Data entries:
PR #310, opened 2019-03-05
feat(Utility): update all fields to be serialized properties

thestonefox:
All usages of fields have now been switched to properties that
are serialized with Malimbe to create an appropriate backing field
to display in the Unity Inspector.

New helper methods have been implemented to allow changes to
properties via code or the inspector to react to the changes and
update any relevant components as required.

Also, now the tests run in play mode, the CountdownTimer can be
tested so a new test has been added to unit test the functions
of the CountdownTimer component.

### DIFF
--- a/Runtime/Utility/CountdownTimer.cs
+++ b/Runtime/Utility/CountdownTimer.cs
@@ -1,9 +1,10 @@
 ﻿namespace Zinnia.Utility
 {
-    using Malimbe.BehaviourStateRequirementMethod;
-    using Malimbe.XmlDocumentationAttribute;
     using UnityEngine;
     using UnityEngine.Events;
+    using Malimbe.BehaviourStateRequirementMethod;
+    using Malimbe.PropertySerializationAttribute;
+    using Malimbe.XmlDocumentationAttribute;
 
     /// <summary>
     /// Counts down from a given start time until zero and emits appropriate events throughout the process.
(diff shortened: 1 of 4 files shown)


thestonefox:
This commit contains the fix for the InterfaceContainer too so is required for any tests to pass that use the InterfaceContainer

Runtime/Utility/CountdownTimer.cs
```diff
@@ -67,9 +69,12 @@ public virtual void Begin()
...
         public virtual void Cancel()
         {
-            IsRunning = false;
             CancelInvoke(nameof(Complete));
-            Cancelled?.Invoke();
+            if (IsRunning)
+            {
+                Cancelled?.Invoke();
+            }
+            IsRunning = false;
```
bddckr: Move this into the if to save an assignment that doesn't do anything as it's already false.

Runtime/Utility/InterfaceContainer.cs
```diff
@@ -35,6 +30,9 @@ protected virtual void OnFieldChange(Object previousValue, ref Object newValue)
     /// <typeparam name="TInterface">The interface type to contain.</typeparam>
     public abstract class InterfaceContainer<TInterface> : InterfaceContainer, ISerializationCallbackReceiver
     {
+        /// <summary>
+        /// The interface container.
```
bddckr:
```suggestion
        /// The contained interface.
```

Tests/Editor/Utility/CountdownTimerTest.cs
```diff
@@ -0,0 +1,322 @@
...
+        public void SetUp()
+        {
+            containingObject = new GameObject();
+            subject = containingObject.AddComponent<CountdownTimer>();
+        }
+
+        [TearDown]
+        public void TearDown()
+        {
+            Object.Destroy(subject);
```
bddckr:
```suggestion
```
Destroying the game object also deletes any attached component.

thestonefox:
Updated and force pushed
==
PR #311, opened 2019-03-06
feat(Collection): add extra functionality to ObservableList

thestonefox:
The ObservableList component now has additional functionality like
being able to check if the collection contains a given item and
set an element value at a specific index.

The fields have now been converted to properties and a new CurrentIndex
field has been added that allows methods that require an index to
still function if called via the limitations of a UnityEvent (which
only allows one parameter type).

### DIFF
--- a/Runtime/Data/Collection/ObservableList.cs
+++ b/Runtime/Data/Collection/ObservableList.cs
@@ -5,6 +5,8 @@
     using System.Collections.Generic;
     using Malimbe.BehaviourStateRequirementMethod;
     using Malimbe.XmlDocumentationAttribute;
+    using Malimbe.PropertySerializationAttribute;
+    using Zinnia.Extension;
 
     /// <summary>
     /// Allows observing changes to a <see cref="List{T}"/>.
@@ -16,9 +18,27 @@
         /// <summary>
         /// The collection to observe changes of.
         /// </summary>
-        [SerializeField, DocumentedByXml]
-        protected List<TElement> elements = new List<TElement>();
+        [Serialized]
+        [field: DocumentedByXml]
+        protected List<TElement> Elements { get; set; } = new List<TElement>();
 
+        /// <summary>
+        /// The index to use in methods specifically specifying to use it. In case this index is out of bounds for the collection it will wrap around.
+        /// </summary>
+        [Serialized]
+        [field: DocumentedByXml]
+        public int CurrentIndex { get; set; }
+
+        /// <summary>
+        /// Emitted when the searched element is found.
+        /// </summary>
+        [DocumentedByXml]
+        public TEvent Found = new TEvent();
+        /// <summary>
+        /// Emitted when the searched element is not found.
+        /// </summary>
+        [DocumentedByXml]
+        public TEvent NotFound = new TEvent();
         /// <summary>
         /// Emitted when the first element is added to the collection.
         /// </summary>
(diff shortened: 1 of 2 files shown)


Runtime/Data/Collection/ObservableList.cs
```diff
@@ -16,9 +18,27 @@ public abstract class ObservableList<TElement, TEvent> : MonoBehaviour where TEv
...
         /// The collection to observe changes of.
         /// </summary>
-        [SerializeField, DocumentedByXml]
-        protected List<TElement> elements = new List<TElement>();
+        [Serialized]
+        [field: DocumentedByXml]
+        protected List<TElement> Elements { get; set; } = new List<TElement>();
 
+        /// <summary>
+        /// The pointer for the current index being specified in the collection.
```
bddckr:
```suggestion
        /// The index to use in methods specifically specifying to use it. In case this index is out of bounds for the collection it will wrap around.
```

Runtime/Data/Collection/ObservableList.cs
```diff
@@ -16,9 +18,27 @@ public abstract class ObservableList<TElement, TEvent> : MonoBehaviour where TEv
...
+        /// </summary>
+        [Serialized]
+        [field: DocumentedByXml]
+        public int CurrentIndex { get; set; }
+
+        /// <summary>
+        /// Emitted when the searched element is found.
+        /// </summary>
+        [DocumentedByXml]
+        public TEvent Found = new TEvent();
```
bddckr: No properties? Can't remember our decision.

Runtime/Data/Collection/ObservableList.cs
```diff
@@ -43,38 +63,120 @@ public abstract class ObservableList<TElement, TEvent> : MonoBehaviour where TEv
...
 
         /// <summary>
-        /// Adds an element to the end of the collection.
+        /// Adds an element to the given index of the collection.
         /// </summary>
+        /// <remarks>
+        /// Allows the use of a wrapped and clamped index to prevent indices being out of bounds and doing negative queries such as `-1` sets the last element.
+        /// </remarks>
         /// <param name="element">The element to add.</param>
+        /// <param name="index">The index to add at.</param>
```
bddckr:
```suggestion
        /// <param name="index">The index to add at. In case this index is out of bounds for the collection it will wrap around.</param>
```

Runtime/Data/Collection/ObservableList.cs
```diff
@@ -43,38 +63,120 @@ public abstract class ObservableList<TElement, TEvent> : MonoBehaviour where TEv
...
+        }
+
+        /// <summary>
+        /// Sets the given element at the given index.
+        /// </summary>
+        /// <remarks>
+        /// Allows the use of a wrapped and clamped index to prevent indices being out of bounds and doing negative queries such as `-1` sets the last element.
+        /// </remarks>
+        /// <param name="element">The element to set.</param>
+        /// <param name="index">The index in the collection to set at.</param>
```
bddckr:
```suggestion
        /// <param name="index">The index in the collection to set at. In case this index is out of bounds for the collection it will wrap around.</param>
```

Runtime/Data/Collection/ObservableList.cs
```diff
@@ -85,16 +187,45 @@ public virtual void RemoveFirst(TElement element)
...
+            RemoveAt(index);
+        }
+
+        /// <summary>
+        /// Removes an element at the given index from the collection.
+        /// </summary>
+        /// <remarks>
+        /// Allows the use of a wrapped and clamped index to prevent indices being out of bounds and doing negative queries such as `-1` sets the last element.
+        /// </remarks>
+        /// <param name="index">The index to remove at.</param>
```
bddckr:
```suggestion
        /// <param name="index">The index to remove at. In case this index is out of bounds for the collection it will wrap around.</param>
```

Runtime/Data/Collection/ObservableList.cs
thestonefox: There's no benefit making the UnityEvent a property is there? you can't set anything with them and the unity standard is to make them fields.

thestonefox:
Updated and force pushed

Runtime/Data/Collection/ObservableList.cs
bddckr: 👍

__ASSIGNMENT__:
Pull every line with "Malimbe" from the records.

__SOLUTION TO THIS PROBLEM__:
are serialized with Malimbe to create an appropriate backing field
-    using Malimbe.BehaviourStateRequirementMethod;
-    using Malimbe.XmlDocumentationAttribute;
+    using Malimbe.BehaviourStateRequirementMethod;
+    using Malimbe.PropertySerializationAttribute;
+    using Malimbe.XmlDocumentationAttribute;
     using Malimbe.BehaviourStateRequirementMethod;
     using Malimbe.XmlDocumentationAttribute;
+    using Malimbe.PropertySerializationAttribute;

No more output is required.